[What is needed] One line at a time, check the entries below for the word "dialog", and copy each line that has it.

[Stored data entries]
########################################

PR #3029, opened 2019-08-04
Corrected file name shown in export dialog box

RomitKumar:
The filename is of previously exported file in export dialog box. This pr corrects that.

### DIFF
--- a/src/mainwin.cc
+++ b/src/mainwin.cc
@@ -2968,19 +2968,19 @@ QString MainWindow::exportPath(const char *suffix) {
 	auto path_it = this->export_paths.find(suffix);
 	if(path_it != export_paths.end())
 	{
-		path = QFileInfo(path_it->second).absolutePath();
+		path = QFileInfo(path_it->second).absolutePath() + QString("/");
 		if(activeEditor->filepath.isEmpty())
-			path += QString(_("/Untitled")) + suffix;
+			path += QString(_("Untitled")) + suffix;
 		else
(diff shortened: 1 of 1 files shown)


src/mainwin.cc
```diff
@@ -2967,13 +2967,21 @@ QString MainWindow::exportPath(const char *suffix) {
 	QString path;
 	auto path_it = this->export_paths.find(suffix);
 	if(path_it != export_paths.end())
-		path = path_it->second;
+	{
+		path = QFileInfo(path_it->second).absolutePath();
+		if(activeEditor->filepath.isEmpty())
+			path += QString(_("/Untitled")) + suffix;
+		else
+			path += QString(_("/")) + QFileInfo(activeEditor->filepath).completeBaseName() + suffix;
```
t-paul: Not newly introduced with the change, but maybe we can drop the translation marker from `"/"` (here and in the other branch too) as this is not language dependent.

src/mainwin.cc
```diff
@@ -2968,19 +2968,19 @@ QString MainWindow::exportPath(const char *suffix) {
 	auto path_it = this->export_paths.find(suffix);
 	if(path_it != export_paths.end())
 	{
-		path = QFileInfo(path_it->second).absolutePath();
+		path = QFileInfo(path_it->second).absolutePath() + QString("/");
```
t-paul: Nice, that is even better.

########################################

[Response to this exercise]
Corrected file name shown in export dialog box
The filename is of previously exported file in export dialog box. This pr corrects that.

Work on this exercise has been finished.